In fact, there is one. In his Compositiones, Scribonius Largus describes the use of the torpedo to treat headaches:
Capitis dolorem quamvis veterem et intolerabilem protinus tollit et in perpetuum remediat torpedo nigra viva inposita eo loco, qui in dolore est, donec desinat dolor et obstupescat ea pars. Quod cum primum senserit, removeatur remedium, ne sensus auferatur eius partis. Plures autem parandae sunt eius generis torpedines, quia nonnumquam vix ad duas tresve respondet curatio, id est torpor, quod signum est remediationis.
A rough translation:
To immediately remove and permanently cure a headache, however long-lasting and intolerable, a live black torpedo is put on the place which is in pain, until the pain ceases and the part grows numb. When it first has felt it [= numbness?], let the cure be removed, so that that part’s feeling may not be destroyed. Several torpedos of this kind should be prepared, since sometimes the treatment, i.e. the numbness which is the sign of healing, hardly responds to two or three.
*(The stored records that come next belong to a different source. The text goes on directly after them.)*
Issue #5177, opened 2022-12-16
unsupported pseudo: valid with selector list


antti-manninen-vmv:
**Description**

After upgrading to jQuery 3.6.2 pseudo selector `:valid` does not work in selector list with Firefox and Safari. Everything works with Chrome. 

This worked in 3.6.1

```
jQuery('body').find('div:valid, span')
```

In  3.6.2 it gives following error:

```
Uncaught Error: Syntax error, unrecognized expression: unsupported pseudo: valid
```

This still  works with old and new versions with Firefox and Safari:

```
jQuery('body').find('div:valid')
```

mgol:
Thanks for the report!

jQuery has a mechanism of - simplifying a bit - trying a provided selector against `querySelectorAll` in a `try-catch` and, if it fails, falling back to its own traversal mechanism inherited from [Sizzle](https://github.com/jquery/sizzle).

In jQuery 3.6.2 we started using `CSS.supports( "selector(SELECTOR)" )` (for a proper `SELECTOR`) before using `querySelectorAll` on the selector. This was to solve #5098 - some selectors, like `:is()`, now have their parameters parsed in a forgiving way, meaning that `:is(:fakepseudo)` no longer throws but just returns 0 results, breaking that jQuery mechanism.

[A recent spec change](https://github.com/w3c/csswg-drafts/issues/7280) made `CSS.supports( "selector(SELECTOR)" )` always use non-forgiving parsing, allowing us to use this API for what we've used `try-catch` before. This change has only arrived in Firefox stable so far, though.

Now, **apparently, our implementation has a bug** - in `CSS.supports( "selector(SELECTOR)" )`, [`SELECTOR`](https://w3c.github.io/csswg-drafts/css-conditional-4/#at-supports-ext)  needs to be a [`<complex-selector>`](https://w3c.github.io/csswg-drafts/selectors-4/#typedef-complex-selector) and not a [`<complex-selector-list>`](https://w3c.github.io/csswg-drafts/selectors-4/#typedef-complex-selector-list). Which means:
```js
CSS.supports("selector(div:valid, span)"); // false
CSS.supports("selector(div:valid)"); // true
CSS.supports("selector(span)"); // true
```
and explains your observations. See the live test case: https://jsbin.com/vesureh/1/edit?html,js,console

[...]

PR #5178, opened 2022-12-17
Selector: Make selector lists work with `qSA` again

mgol:
### Summary ###

jQuery 3.6.2 started using `CSS.supports( "selector(SELECTOR)" )` before using `querySelectorAll` on the selector. This was to solve gh-5098 - some selectors, like `:has()`, now have their parameters parsed in a forgiving way, meaning that `:has(:fakepseudo)` no longer throws but just returns 0 results, breaking that jQuery mechanism.

A recent spec change]() made `CSS.supports( "selector(SELECTOR)" )` always use non-forgiving parsing, allowing us to use this API for what we've used `try-catch` before.

To solve the issue on the spec side for older jQuery versions, `:has()` parameters are no longer using forgiving parsing in the latest spec update but our new mechanism is more future-proof anyway.

However, the jQuery implementation has a bug - in
`CSS.supports( "selector(SELECTOR)" )`, `SELECTOR` needs to be a `<complex-selector>` and not a `<complex-selector-list>`. Which means that selector lists now skip `qSA` and go to the jQuery custom traversal:
```js
CSS.supports("selector(div:valid, span)"); // false
CSS.supports("selector(div:valid)"); // true
CSS.supports("selector(span)"); // true
```

To solve this, this commit wraps the selector list passed to `CSS.supports( "selector(:is(SELECTOR))" )` with `:is`, making it a single selector again.

See:
* https://w3c.github.io/csswg-drafts/css-conditional-4/#at-supports-ext
* https://w3c.github.io/csswg-drafts/selectors-4/#typedef-complex-selector
* https://w3c.github.io/csswg-drafts/selectors-4/#typedef-complex-selector-list

Fixes gh-5177
Ref w3c/csswg-drafts#7280

+2 bytes

### Checklist ###

### DIFF
--- a/src/selector/rbuggyQSA.js
+++ b/src/selector/rbuggyQSA.js
@@ -27,9 +27,8 @@ if ( !support.cssSupportsSelector ) {
 	// `:has()` uses a forgiving selector list as an argument so our regular
 	// `try-catch` mechanism fails to catch `:has()` with arguments not supported
 	// natively like `:has(:contains("Foo"))`. Where supported & spec-compliant,
-	// we now use `CSS.supports("selector(:is(SELECTOR_TO_BE_TESTED))")` but,
-	// outside that, let's mark `:has` as buggy to always use jQuery traversal
-	// for `:has()`.
+		// we now use `CSS.supports("selector(:is(SELECTOR_TO_BE_TESTED))")`, but
+		// outside that we mark `:has` as buggy.
 	rbuggyQSA.push( ":has" );
 }
 
--- a/src/selector/rbuggyQSA.js
+++ b/src/selector/rbuggyQSA.js
@@ -27,9 +27,9 @@ if ( !support.cssSupportsSelector ) {
 	// `:has()` uses a forgiving selector list as an argument so our regular
 	// `try-catch` mechanism fails to catch `:has()` with arguments not supported
 	// natively like `:has(:contains("Foo"))`. Where supported & spec-compliant,
-	// we now use `CSS.supports("selector(SELECTOR_TO_BE_TESTED)")` but outside
-	// that, let's mark `:has` as buggy to always use jQuery traversal for
-	// `:has()`.
+	// we now use `CSS.supports("selector(:is(SELECTOR_TO_BE_TESTED))")` but,
+	// outside that, let's mark `:has` as buggy to always use jQuery traversal
+	// for `:has()`.
 	rbuggyQSA.push( ":has" );
 }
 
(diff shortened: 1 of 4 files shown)


mgol:
+2 bytes

timmywil (approved):

src/selector/rbuggyQSA.js
```diff
@@ -27,9 +27,9 @@ if ( !support.cssSupportsSelector ) {
 	// `:has()` uses a forgiving selector list as an argument so our regular
 	// `try-catch` mechanism fails to catch `:has()` with arguments not supported
 	// natively like `:has(:contains("Foo"))`. Where supported & spec-compliant,
-	// we now use `CSS.supports("selector(SELECTOR_TO_BE_TESTED)")` but outside
-	// that, let's mark `:has` as buggy to always use jQuery traversal for
-	// `:has()`.
+	// we now use `CSS.supports("selector(:is(SELECTOR_TO_BE_TESTED))")` but,
+	// outside that, let's mark `:has` as buggy to always use jQuery traversal
+	// for `:has()`.
```
mgol, line 32:
```suggestion
		// we now use `CSS.supports("selector(:is(SELECTOR_TO_BE_TESTED))")`, but
		// outside that we mark `:has` as buggy.
```

src/selector/rbuggyQSA.js
```diff
@@ -27,9 +27,8 @@ if ( !support.cssSupportsSelector ) {
 	// `:has()` uses a forgiving selector list as an argument so our regular
 	// `try-catch` mechanism fails to catch `:has()` with arguments not supported
 	// natively like `:has(:contains("Foo"))`. Where supported & spec-compliant,
-	// we now use `CSS.supports("selector(SELECTOR_TO_BE_TESTED)")` but outside
-	// that, let's mark `:has` as buggy to always use jQuery traversal for
-	// `:has()`.
+		// we now use `CSS.supports("selector(:is(SELECTOR_TO_BE_TESTED))")`, but
+		// outside that we mark `:has` as buggy.
```
mgol, line 31:
```suggestion
	// we now use `CSS.supports("selector(:is(SELECTOR_TO_BE_TESTED))")`, but
	// outside that we mark `:has` as buggy.
```

mgol:
Landed on `main` (future jQuery `4.0.0`) in 09d988b774e7ff4acfb69c0cde2dab373559aaca and on `3.x-stable` (future jQuery `3.7.0`) in 848de625425c6b08ec9d8ad9a4bcab7e913c2477.

Issue #5185, opened 2022-12-22
Selector: Fix scoping logic of selector-native


mgol:
### Description ###

As discussed in https://github.com/jquery/jquery/pull/5085#discussion_r991562552, it would be worthwhile to try to fix the long-standing `selector-native` issue of not requiring all selector parts to match element under context, e.g. so that:
```js
$div.find("div > *")
```
no longer matches children of `$div`.

My preliminary research indicates resolving this issue would cost about 1000 bytes minified gzipped; it'd still be 3300 bytes minified gzipped smaller than the full build compared to 4300 bytes minified gzipped without this change.

### Link to test case ###

No test case since we don't upload selector-native versions anywhere. But the example from the description is pretty straightforward.

mgol:
PR: #5186

PR #5186, opened 2022-12-22
Selector: Backport jQuery selection context logic to selector-native

mgol:
### Summary ###

Backport jQuery selection context logic to `selector-native`.

This makes:
```js
$div.find("div > *")
```
no longer matching children of `$div`.

Also, leading combinators now work, e.g.:
```js
$div.find( "> *" );
```
returns children of `$div`.

As a result of that, a number of tests are no longer skipped in the `selector-native` mode.

Fixes gh-5185
Ref gh-5085

The full build is at `+19 bytes` now. I'm sure this can be reduced a bit but some may be unavoidable unless we want to duplicate a lot of code between `selector` & `selector-native` which I'd like to avoid.

The `selector-native` build is at `-3274 bytes` compared to the full `main` (c66d4700dcf98efccb04061d575e242d28741223) build and at `+1056 bytes` compared to the `selector-native` build on that same `main` build.

It's quite likely more size optimizations are possible in the `selector-native` build, I'd appreciate some ideas. One thing I know about is the `tokenize` & `toSelector` functions could be simplified slightly as it's enough to collect string parts without all the other context information - instead of:
```js
tokens.push( {
	value: matched,
	type: type,
	matches: match
} );
```
it'd be enough to:
```js
tokens.push( matched )
```
and `toSelector` would be simplified from:
```js
function toSelector( tokens ) {
	var i = 0,
		len = tokens.length,
		selector = "";
	for ( ; i < len; i++ ) {
		selector += tokens[ i ].value;
	}
	return selector;
}
```
to:
```js
function toSelector( tokens ) {
	return tokens.join( "" );
}
```

That would save `37 bytes` in the `selector-native` build but would require duplicating those two functions and especially the `tokenize` one is quite large so I opted against that for now.

### Checklist ###


Pointy:
A recent [Stack Overflow question](https://stackoverflow.com/questions/75038754/jquery-find-use-with-not-selector-is-missing-some-elements-the-selector/75040800?noredirect=1#) is relevant, in that it's complaining about the fact that a `.find()` with a selector like `:not(body *)` will find nothing. That is, the selector inside the `:not` thing is evaluated without respecting the "starting point" of the `.find()`.  Whether that's good or bad for jQuery I can't say.

src/selector-native.js
```diff
@@ -62,18 +74,59 @@ jQuery.extend( {
...
+
+			// qSA considers elements outside a scoping root when evaluating child or
+			// descendant combinators, which is not what we want.
+			// In such cases, we work around the behavior by prefixing every selector in the
+			// list with an ID selector referencing the scope context.
+			// The technique has to be used as well when a leading combinator is used
+			// as such selectors are not recognized by querySelectorAll.
+			// Thanks to Andrew Dupont for this technique.
+			if ( nodeType === 1 &&
+				( rdescend.test( selector ) || rcombinators.test( selector ) ) ) {
```
gibson042, line 89: `rcombinators` is a much less clear name than e.g. `rleadingCombinator`, but I'm weighing the costs of gratuitous divergence from Sizzle. I think it would be best to rename in both.

src/selector-native.js
```diff
@@ -62,18 +74,59 @@ jQuery.extend( {
...
+
+				// Outside of IE, if we're not changing the context we can
+				// use :scope instead of an ID.
+				if ( newContext !== context || isIE ) {
+
+					// Capture the context ID, setting it first if necessary
+					if ( ( nid = context.getAttribute( "id" ) ) ) {
+						nid = jQuery.escapeSelector( nid );
+					} else {
+						context.setAttribute( "id", ( nid = jQuery.expando ) );
```
gibson042, line 104: Where is this id attribute removed?

gibson042 (approved):
I'm pretty happy with this, modulo some nits. Thanks @mgol!

src/selector-native.js
mgol: Makes sense to me.

src/selector-native.js
mgol: Nice catch. I removed the `try-catch` since we don't do custom traversal here but I should have instead changed it into `try-finally` to keep this `finally` block:
https://github.com/jquery/jquery/blob/b02a257f98688aa890e06a85672cd1a54c3ffa3a/src/selector.js#L288-L290

src/selector-native.js
mgol: ...with Sizzle going away soon, though, perhaps it'd be fine to just rename it on `main` & `3.x-stable`?

src/selector-native.js
mgol: @gibson042 The `finally` block added.

src/selector-native.js
mgol: Renamed here; I can submit a separate PR just renaming this on `3.x-stable`.

mgol: Oh, well, this is a simple change so I submitted a PR to Sizzle as well:
* jQuery `3.x-stable`: #5208
* Sizzle `main`: https://github.com/jquery/sizzle/pull/494

timmywil (approved):

PR #5190, opened 2023-01-03
Build: Run GitHub Action browser tests on Playwright WebKit

mgol:
### Summary ###

So far, we've been running browser tests on GitHub Actions in Chrome and Firefox. Regular Safari is not available in GitHub Actions but Playwright WebKit comes close to a dev version of Safari.

With this change, our GitHub CI (& local test runs) will invoke tests on all actively developed browser engines on all PRs.

Also, switch our GitHub Actions browser tests to use Node.js 18.

In addition, we now allow to pass custom browsers when one needs it; e.g., to run the tests in all three engines on Linux/macOS, run:
```
grunt && BROWSERS=ChromeHeadless,FirefoxHeadless,WebkitHeadless grunt karma:main
```

I'd like to prepare a version for `3.x` as well but that will be a bit more complex since the common `AppleWebKit/605.1.15` token identifying Safari is only frozen in this version since Safari 13.

### Checklist ###


.github/workflows/node.js.yml
```diff
@@ -71,6 +71,10 @@ jobs:
       run: |
         npm install
 
+    - name: Install Playwright dependencies
+      run: npx playwright install-deps
```
mgol, line 75: I think I should change that to `playwright-webkit` so that it uses a local version.

mgol:
The `karma-webkit-launcher` issues relevant for us, https://github.com/google/karma-webkit-launcher/issues/1 & https://github.com/google/karma-webkit-launcher/issues/3, have been fixed upstream so I re-enabled those tests even locally. 🎉

mgol:
I also submitted https://github.com/google/karma-webkit-launcher/issues/2 to be able to modify the user agent of the Playwright Webkit browser. That would help us with detecting the browser as we could attach some Playwright-identifying token.

mgol:
@dmethvin could you check if this works fine on Windows?

timmywil (approved):

mgol:
@dmethvin I went ahead & merged it; we can sort out any potential Windows issues separately later.

mgol:
Landed on `main` in b02a257f98688aa890e06a85672cd1a54c3ffa3a and on `3.x-stable` (with slight modifications) in da7057e9b0d48afdf5666597279f0a24e9828bc8.

El-o-heka (approved):
Never surrender

Issue #5142, opened 2022-10-18
jQuery.ajax doesn’t send headers when ‘dataType‘ is ‘script’ and ‘crossDomain’ is true


Rinzwind:
In the following example, while the same `headers` setting is used for all four requests, the header is only sent in the first three requests, it is not sent in the fourth request:

```javascript
const page = 
`<html>
<head>
	<script src='https://code.jquery.com/jquery-3.6.1.min.js'></script>
</head>
<body>
	<script>
		var headers = { 'X-Test-Header': 'Test-Header-Value' };
		$.ajax('Request_1', { dataType: 'html', headers: headers });
		$.ajax('Request_2', { dataType: 'html', crossDomain: true, headers: headers });
		$.ajax('Request_3', { dataType: 'script', headers: headers });
		$.ajax('Request_4', { dataType: 'script', crossDomain: true, headers: headers });
	</script>
</body>
</html>`;
const express = require('express')();
express.get('/', (request, response) => { response.send(page); });
express.get(/^\/Request_[1-4]$/, (request, response) => {
	console.log(`${request.path}: ${request.get('X-Test-Header')}`);
	response.send(''); });
express.listen(9000);
```

The server logs:

```
/Request_1: Test-Header-Value
/Request_2: Test-Header-Value
/Request_3: Test-Header-Value
/Request_4: undefined
```

Shouldn’t the header also be sent in the fourth request?

mgol:
Thanks for the report. The `script` transport has two modes - using a script tag with `src` or fetching the contents and inserting an inline script (via `jQuery.globalEval`). The second one requires CORS so the first one is preferred when cross domain. Here are the current conditions:
https://github.com/jquery/jquery/blob/3.6.1/src/ajax/script.js#L47
The code on `main` (future jQuery 4.0) is a bit more involved:
https://github.com/jquery/jquery/blob/main/src/ajax/script.js#L6-L20
We should investigate adding `headers` to the list.

I wonder if this would be a breaking change for 3.x? We'll discuss this at a team's meeting.

mgol:
PR: #5193

mgol:
For jQuery 4.0, this will be fixed via #5193. For jQuery 3.x, you can workaround by setting `crossDomain` to `false`, even if the request is cross-domain.

idiamant:
[...]

PR #5193, opened 2023-01-12
Ajax: Support `headers` for script transport even when cross-domain

mgol:
### Summary ###

The AJAX script transport has two versions: XHR + `jQuery.globalEval` or appending a script tag (note that `jQuery.globalEval` also appends a script tag now, but inline). The former cannot support the `headers` option which has so far not been taken into account.

For jQuery 3.x, the main consequence was the option not being respected for cross-domain requests. Since in 4.x we use the latter way more often, the option was being ignored in more cases.

The transport now checks whether the `headers` option is specified and uses the XHR way unless `scriptAttrs` are specified as well.

Fixes gh-5142

+5 bytes

### Checklist ###

### DIFF
--- a/src/ajax/script.js
+++ b/src/ajax/script.js
@@ -6,20 +6,28 @@ import "../ajax.js";
 function canUseScriptTag( s ) {
 
 	// A script tag can only be used for async, cross domain or forced-by-attrs requests.
+	// Requests with headers cannot use a script tag. However, when both `scriptAttrs` &
+	// `headers` options are specified, both are impossible to satisfy together; we
+	// prefer `scriptAttrs` then.
 	// Sync requests remain handled differently to preserve strict script ordering.
-	return s.crossDomain || s.scriptAttrs ||
+	return s.scriptAttrs || (
+		!s.headers &&
+		(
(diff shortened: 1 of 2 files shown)


src/ajax/script.js
```diff
@@ -6,20 +6,28 @@ import "../ajax.js";
...
+			//   * have `scriptAttrs` set as that's a script-only functionality
+			// Note that this means JSONP requests violate strict CSP script-src settings.
+			// A proper solution is to migrate from using JSONP to a CORS setup.
+			( s.async && jQuery.inArray( "json", s.dataTypes ) < 0 )
+		)
+	);
 }
 
-// Install script dataType. Don't specify `content.script` so that an explicit
+// Install script dataType. Don't specify `contents.script` so that an explicit
```
mgol, line 30: This is not related but since I was already modifying the nearby code... The comment was added in 025da4dd343e6734f3d3c1b4785b1548498115d8 and had the typo from the start.

timmywil (approved):
Agreed, just go the XHR route in this case

mgol:
+5 bytes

The text is quoted from G. Helmreich’s 1887 Teubner edition of Scribonius, via David Camden’s Forum Romanum / Corpus Scriptorum Latinorum site. This is chapter 11. Chapter 162, also mentioned in the OLD s.v. torpedo, is not on-line, though indexed. A headache that can be localized to one particular part of the head must be a migraine. Then again, I wonder if severe depression would count as a dolor of the head.
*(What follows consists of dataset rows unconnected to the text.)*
PR #5196, opened 2023-01-16
Build: Migrate middleware-mockserver to modern JS

mgol:
### Summary ###

The `test/middleware-mockserver.js` file used to have the same ESLint settings applied as other test files that are directly run in tested browsers. Now it shares settings of other Node.js files.

The file is now also written using modern JS, leveraging ES2018.

### Checklist ###

* ~~New tests have been added to show the fix or feature works~~
* [ ] Grunt build and unit tests pass locally with these changes
* ~~If needed, a docs issue/PR was created at https://github.com/jquery/api.jquery.com~~

Issue #4150, opened 2018-08-06
Make ajax understand other acceptable data 


jimmywarting:
How to send a file or formdata with jQuery is brought up a lot at StackOverflow

I think you should do things better by trying to understand what kind of data they are sending without having to do `processData = false` and `contentType = false`

that is why i propose this should be possible

```js
jQuery.ajax({
  url: url, 
  method: 'POST',
  data: FormData || typed arrays || Blob || File || UrlSearchParams

  // without the need of this:
  // processData: false,
  // contentType: false
});

// and also 
jQuery.post(url, FormData || typed arrays || Blob || File || UrlSearchParams)
```

What i usually do is propose using the fetch api instead of jquery's ajax, this is something that you don't make any easier for the developers, it's quite the opposite. It makes it harder and more confusing to why things don't work

timmywil:
Thank you for the issue. However, jQuery automatically processes data to query strings that can be sent in GET requests. This is likely still the most common use case. Besides, changing the defaults of these options would break a lot of code.

jimmywarting:
Sorry, i fail to see how something like that could break when it don't even work in the first place.

I didn't mean you should change the default settings of processData & contentType to false. I only meant that you should check whatever if data is a `instanceof FormData` and if it's do the correct thing.

timmywil:
The default would have to be changed if you don't want to set `contentType` at all since the default is `application/x-www-form-urlencoded`. However, rather than removing the Content-Type header completely, you could set `contentType` to the more appropriate `"multipart/form-data"`. As for `processData`, the default behavior is to try to convert the data to a string. It's been like this a long time. We could start adding exceptions to this (it probably wouldn't stop with FormData), and that is where breaking existing code comes in. Plugins or custom methods that handle the correct `$.ajax` options for each of these types of requests would be simpler (no added magic needed in $.ajax) and prettier `sendFormData()`.

jimmywarting:
> you could set contentType to the more appropriate "multipart/form-data"

You shouldn't have to set the request `contentType` header yourself to `multipart/form-data` since the boundary has to be added (something of which xhr and fetch do for you automatically) 
```
Content-Type: multipart/form-data; boundary=----WebKitFormBoundaryAtoyumhGsqZNfA8E
```
just setting the content to `multipart/form-data` would break the backend code to not know how to read the boundary. I think you should not set the request content type at all if the data is a FormData. just let the XHR handle it

[...]

PR #5197, opened 2023-01-16
Ajax: Support binary data (including FormData)

mgol:
### Summary ###

~~**NOTE:** Please don't review the first commit; that one is #5196, it was just easier for me to depend on it.~~ (that PR landed)

Two changes have been applied:
* prefilters are now applied before data is converted to a string;
  this allows prefilters to disable such a conversion
* a prefilter for binary data is added; it disables data conversion
  for non-string non-plain-object `data`; for `FormData` bodies, it
  removes manually-set `Content-Type` header - this is required
  as browsers need to append their own boundary to the header

Ref gh-4150

`+39 bytes`. We should discuss whether we want this fully in core or just the small change of running prefilters early enough for this to be possible. It is quite generic, though, with the small exception of special `FormData` treatment - which, I think, is not necessarily desired in all cases? Unless it is - then the PR overhead would be `+20` bytes instead of `+39`.

### Checklist ###

### DIFF
--- a/src/ajax.js
+++ b/src/ajax.js
@@ -562,13 +562,13 @@ jQuery.extend( {
 			}
 		}
 
+		// Apply prefilters
+		inspectPrefiltersOrTransports( prefilters, s, options, jqXHR );
+
 		// Convert data if not already a string
 		if ( s.data && s.processData && typeof s.data !== "string" ) {
 			s.data = jQuery.param( s.data, s.traditional );
 		}
-
-		// Apply prefilters
-		inspectPrefiltersOrTransports( prefilters, s, options, jqXHR );
 
 		// If request was aborted inside a prefilter, stop there
 		if ( completed ) {
--- a/src/ajax/binary.js
+++ b/src/ajax/binary.js
@@ -1,0 +1,17 @@
+import jQuery from "../core.js";
+
+import "../ajax.js";
+
+jQuery.ajaxPrefilter( function( s ) {
+
+	// Binary data needs to be passed to XHR as-is without stringification.
+	if ( typeof s.data !== "string" && !jQuery.isPlainObject( s.data ) ) {
+		s.processData = false;
+	}
+
+	// `Content-Type` for requests with `FormData` bodies needs to be set
+	// by the browser as it needs to append the `boundary` it generated.
+	if ( s.data instanceof window.FormData ) {
+		s.contentType = false;
+	}
+} );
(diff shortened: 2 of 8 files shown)


mgol:
If we also clear `contentType` for all binary data cases, the PR overhead would be `+20` bytes instead of `+39`.

src/ajax.js
```diff
@@ -562,14 +562,14 @@ jQuery.extend( {
...
+		// Apply prefilters
+		inspectPrefiltersOrTransports( prefilters, s, options, jqXHR );
+
 		// Convert data if not already a string
 		if ( s.data && s.processData && typeof s.data !== "string" ) {
 			s.data = jQuery.param( s.data, s.traditional );
 		}
 
-		// Apply prefilters
-		inspectPrefiltersOrTransports( prefilters, s, options, jqXHR );
```
gibson042, line 571: I think moving prefilters ahead of string coercion is a breaking change with respect to custom prefilters, cf. https://api.jquery.com/jQuery.ajaxPrefilter/ (emphasis mine):
> <code>originalOptions</code> are the options as provided to the <code>$.ajax()</code> method, **unmodified** and, thus, without defaults from <code>ajaxSettings</code>

Is there a way to instead establish something like prefilter phases?

mgol: The line that now happens after the prefilters is only setting `data`, not options. Is there any change that I'm missing?

BTW, I would also consider this a breaking change regardless of the above, that's why I'm targeting it at v4.

timmywil (approved):
Good for 4.0. Might need a note about the prefilter going before stringifying `s.data`, if that was ever documented.

src/ajax/binary.js
```diff
@@ -0,0 +1,17 @@
...
+
+	// Binary data needs to be passed to XHR as-is without stringification.
+	if ( typeof s.data !== "string" && !jQuery.isPlainObject( s.data ) ) {
+		s.processData = false;
+	}
+
+	// `Content-Type` for requests with `FormData` bodies needs to be set
+	// by the browser as it needs to append the `boundary` it generated.
+	if ( s.data instanceof window.FormData ) {
+		s.contentType = false;
```
mgol, line 15: Note to self: check if this could be overridden in options if this is set to `false` for all binary data, not just `FormData`.

mgol:
I missed handling array `data` values; a fix at #5203.

src/ajax/binary.js
mgol: OK, this cannot be changed via settings as of now. :/ I'll need another patch, I think.

mgol: PR: #5205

Whether Scribonius’ torpedo is an electric ray or an electric catfish is unclear. Of the latter, D’Arcy Thompson writes (Glossary of Greek Fishes, Oxford, 1947, 172):
The medical value of its shock is recognized by native tribes in Africa, and was known to the Arabian physicians in early times. As the marine Torpedo would be awkward to manage and difficult to keep alive, one may imagine that Pliny was referring, in part at least, to the Egyptian fish.
So far as I can see, Thompson does not refer to Scribonius, and does not quote any passage of Pliny clearly referring to shock treatments with live fish, though he does allege that the liver was an antaphrodisiac, among other improbabilities. Perhaps something went wrong with his notes, and he meant to write “Scribonius” for “Pliny” in the passage quoted.
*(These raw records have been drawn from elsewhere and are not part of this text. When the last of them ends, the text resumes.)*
Issue #5194, opened 2023-01-13
jQuery 3.6.3 throws on some invalid selectors accepted in <=3.6.1 in Firefox (it works in Chrome & Safari)


mgol:
_Originally posted by @khetaramsb in https://github.com/jquery/jquery/issues/5177#issuecomment-1381649144_

After upgrading jQuery from 3.6.0 to3.6.3 pseudo selector :before does not work in selector list with Firefox. Everything works with Chrome.

This worked in 3.6.0
`jQuery(".inline-dialog-content:before").css({'left': 40});`

In 3.6.3 it gives following error:

Uncaught Error: Syntax error, unrecognized expression: unsupported pseudo: before

mgol:
@khetaramsb despite using a single colon here, `:before` (and `::before`) are really pseudo-elements, not pseudo-classes. They can neither be selected via jQuery nor via `querySelectorAll`.

I guess there's a behavior difference here because while a selector like `.inline-dialog-content:before` doesn't match anything, it also doesn't throw an error; it just returns an empty collection. The code you pasted was previously effectively a noop and now it throws. The reason for that is `CSS.supports('selector(:before')` returns `true` but `CSS.supports('selector(:is(:before)')` returns `false` as `:is()` doesn't support pseudo-elements inside.

That said, this is invalid input so I don't think we're going to change anything here; I don't see an easy way anyway. I've added it to the items to discuss with the team, though.

mgol:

The catfish picture is borrowed from the Forth Worth Zoo site, copied here to avoid bandwidth theft and link rot. The very human fat pink lips are a disturbingly creepy touch, worthy of a horror movie. To add to the horror, Thompson reports that they grow up to three feet long.
Tuesday: November 1, 2005
From Chapter I of Anthony Trollope’s Dr. Wortle’s School, I learn that British schools provided their pupils (aged 11-17) with beer every day, and with wine and even champagne when they were ill. In Chapter III, a boy who falls in the river is given sherry negus, a mixture of sherry and hot water with sugar, lemon juice, and nutmeg. Mmmmm. The definition is from the annotator of the Penguin edition. (I almost wrote “translation” for edition, which shows how little English literature I read. Or perhaps having notes in the back makes it look like one.) Not a bad novel, though I would have liked to read more about what went on in the classroom. The one bit that is given (Chapter VIII) is interesting:
‘Clifford, junior,’ he said, ‘I shall never make you understand what Cæsar says here or elsewhere if you do not give your entire mind to Cæsar.’
‘I do give my entire mind to Cæsar,’ said Clifford, junior.
‘Very well; now go on and try again. But remember that Caesar wants all your mind.’
I find the ae ligatures (æ) in ‘Cæsar’ mildly annoying: though unobjectionable in ‘hæmatology’ and ‘ætiology’, they seem out of place in a proper name.